▸ **Exercise input**
PR #1481, opened 2022-02-03
Start using TLS in the API server

iamniting:


controllers/storagecluster/provider_server.go
```diff
@@ -249,6 +252,9 @@ func GetProviderAPIServerService(instance *ocsv1.StorageCluster) *corev1.Service
 		ObjectMeta: metav1.ObjectMeta{
 			Name:      ocsProviderServerName,
 			Namespace: instance.Namespace,
+			Annotations: map[string]string{
+				serviceCertAnnotation: ocsProviderServerName + "-cert",
```
sp98, line 273: how about using a new global variable instead of  `ocsProviderServerName + "-cert"`

sp98 (changes requested):
Nit. Rest looks good to me.

controllers/storagecluster/provider_server.go

sp98 (approved):
Thanks for the quick PR. Looks good to me if there are no issues when testing it.

controllers/storagecluster/provider_server.go
```diff
@@ -139,8 +142,9 @@ func (o *ocsProviderServer) createService(r *StorageClusterReconciler, instance
 	desiredService := GetProviderAPIServerService(instance)
 	actualService := &corev1.Service{
 		ObjectMeta: metav1.ObjectMeta{
-			Name:      desiredService.Name,
-			Namespace: desiredService.Namespace,
+			Name:        desiredService.Name,
+			Namespace:   desiredService.Namespace,
+			Annotations: desiredService.Annotations,
```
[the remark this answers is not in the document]
iamniting: I did verified it and it is working well

services/provider/server/server.go
```diff
@@ -155,6 +156,15 @@ func (s *OCSProviderServer) Start(port int, opts []grpc.ServerOption) {
 		klog.Fatalf("failed to listen: %v", err)
 	}
 
+	certFile := "/mnt/cert/tls.crt"
+	keyFile := "/mnt/cert/tls.key"
```
nb-ohad, line 160: This can get out of sync with the mount point added to the service spec. 
Can we have the mount point const in a shared file (maybe util file) and here we will just concatenate the file names?

iamniting: done

controllers/storagecluster/provider_server.go
```diff
@@ -150,6 +154,12 @@ func (o *ocsProviderServer) createService(r *StorageClusterReconciler, instance
 			desiredService.Spec.ClusterIP = actualService.Spec.ClusterIP
 			desiredService.Spec.IPFamilies = actualService.Spec.IPFamilies
 
+			if actualService.Annotations == nil {
+				actualService.Annotations = desiredService.Annotations
+			} else {
+				actualService.Annotations[serviceCertAnnotation] = ocsProviderCertSecretName
+			}
+
```
nb-ohad, line 162: We might want to support more annotation in the template in the future:
```suggestion
			if actualService.Annotations == nil {
				actualService.Annotations = map[string]string{}
			} 
			for key, value := range desiredService.Annotations {
				actualService.Annotations[key] = value
			}
```

services/provider/server/server.go
```diff
@@ -24,6 +25,8 @@ import (
 
 const (
 	TicketAnnotation = "ocs.openshift.io/provider-onboarding-ticket"
+
+	SecretMountPoint = "/mnt/cert"
```
nb-ohad, line 29: This is imported in other packages, can we call it `ProviderCertsMountPoint`?

iamniting: yeah

controllers/storagecluster/provider_server.go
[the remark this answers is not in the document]

nb-ohad (approved):

PR #1482, opened 2022-02-03
Skip SC creation for vault SA based kms encryption

GowthamShanmugam:
4.10 epic covers vault SA based kms encryption only for cluster-wide encryption. 
After discussing with QE and PM, we are decided to skip this feature for now.

### DIFF
--- a/controllers/storagecluster/storageclasses.go
+++ b/controllers/storagecluster/storageclasses.go
@@ -287,8 +287,14 @@ func (r *StorageClusterReconciler) newStorageClassConfigurations(initData *ocsv1
 	if initData.Spec.Encryption.StorageClass && initData.Spec.Encryption.KeyManagementService.Enable {
 		kmsConfig, err := getKMSConfigMap(KMSConfigMapName, initData, r.Client)
 		if err == nil && kmsConfig != nil {
-			serviceName := kmsConfig.Data["KMS_SERVICE_NAME"]
-			ret = append(ret, newEncryptedCephBlockPoolStorageClassConfiguration(initData, serviceName))
+			authMethod, found := kmsConfig.Data["VAULT_AUTH_METHOD"]
+			if found && authMethod != VaultTokenAuthMethod {
+				// for 4.10, skipping SC creation for vault SA based kms encryption
+				r.Log.Info("Only vault token based auth method is supported for PV encryption", "VaultAuthMethod", authMethod)
+			} else {
+				serviceName := kmsConfig.Data["KMS_SERVICE_NAME"]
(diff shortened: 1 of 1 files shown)


SanjalKatiyar:
LGTM

controllers/storagecluster/storageclasses.go
```diff
@@ -287,8 +287,12 @@ func (r *StorageClusterReconciler) newStorageClassConfigurations(initData *ocsv1
 	if initData.Spec.Encryption.StorageClass && initData.Spec.Encryption.KeyManagementService.Enable {
 		kmsConfig, err := getKMSConfigMap(KMSConfigMapName, initData, r.Client)
 		if err == nil && kmsConfig != nil {
-			serviceName := kmsConfig.Data["KMS_SERVICE_NAME"]
-			ret = append(ret, newEncryptedCephBlockPoolStorageClassConfiguration(initData, serviceName))
+			authMethod, found := kmsConfig.Data["VAULT_AUTH_METHOD"]
+			// for 4.10, skipping SC creation for vault SA based kms encryption
```
umangachapagain, line 291: need an INFO level log stating why this was skipped.

controllers/storagecluster/storageclasses.go
```diff
@@ -287,8 +287,12 @@ func (r *StorageClusterReconciler) newStorageClassConfigurations(initData *ocsv1
...
+			if !(found && authMethod == VaultSAAuthMethod) {
```
umangachapagain, line 292:
```suggestion
			if found && authMethod != VaultSAAuthMethod {
```

umangachapagain (changes requested):

controllers/storagecluster/storageclasses.go
GowthamShanmugam: We are supporting multiple KMS services:
    1. Vault
    2. IBM Hpcs
1.  The condition should be if kms service is vault and auth method is not Kubernetes then continue.
2. Also, if KMS service is not Vault then also continue.
 
Just to reduce if condition i used this, 

    !(found && authMethod == VaultSAAuthMethod) always true for non Vault  kms services. because other kms service dont have "VAULT_AUTH_METHOD".
    For Vault it will be true only authMethod is not equal to Kubernetes

GowthamShanmugam: i cant use found && authMethod != VaultSAAuthMethod because found always false for non Vault kms service.

GowthamShanmugam:
@umangachapagain Changes done

umangachapagain (approved):

PR #1484, opened 2022-02-03
Remove clusterresourcequota metrics

synarete:
Exporting clusterresourcequota via OCS is duplication of metrics which are already exported by OpenShift. Removed.

Refs BZ-2016513


umangachapagain:
Removing metrics is fine. But, do we also want to remove alerts? Wouldn't it be better to use existing metrics to generate this alert for OCS specific clusterresourcequotas?

synarete:
> 

@umangachapagain  This is a very good question: should we create alert rules for something which is no longer part of OCS metrics. @jarrpa What is your opinion?

jarrpa (approved):
For the moment I'll say no. If someone is actually impacted by this we can always add them back.

/lgtm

▸ **Try it**
Please set down exactly the lines running from the one with "2. Also, if" to the last line of the entries above, both of them included, and no others.

▸ **Reply**
2. Also, if KMS service is not Vault then also continue.
 
Just to reduce if condition i used this, 

    !(found && authMethod == VaultSAAuthMethod) always true for non Vault  kms services. because other kms service dont have "VAULT_AUTH_METHOD".
    For Vault it will be true only authMethod is not equal to Kubernetes

GowthamShanmugam: i cant use found && authMethod != VaultSAAuthMethod because found always false for non Vault kms service.

GowthamShanmugam:
@umangachapagain Changes done

umangachapagain (approved):

PR #1484, opened 2022-02-03
Remove clusterresourcequota metrics

synarete:
Exporting clusterresourcequota via OCS is duplication of metrics which are already exported by OpenShift. Removed.

Refs BZ-2016513


umangachapagain:
Removing metrics is fine. But, do we also want to remove alerts? Wouldn't it be better to use existing metrics to generate this alert for OCS specific clusterresourcequotas?

synarete:
> 

@umangachapagain  This is a very good question: should we create alert rules for something which is no longer part of OCS metrics. @jarrpa What is your opinion?

jarrpa (approved):
For the moment I'll say no. If someone is actually impacted by this we can always add them back.

/lgtm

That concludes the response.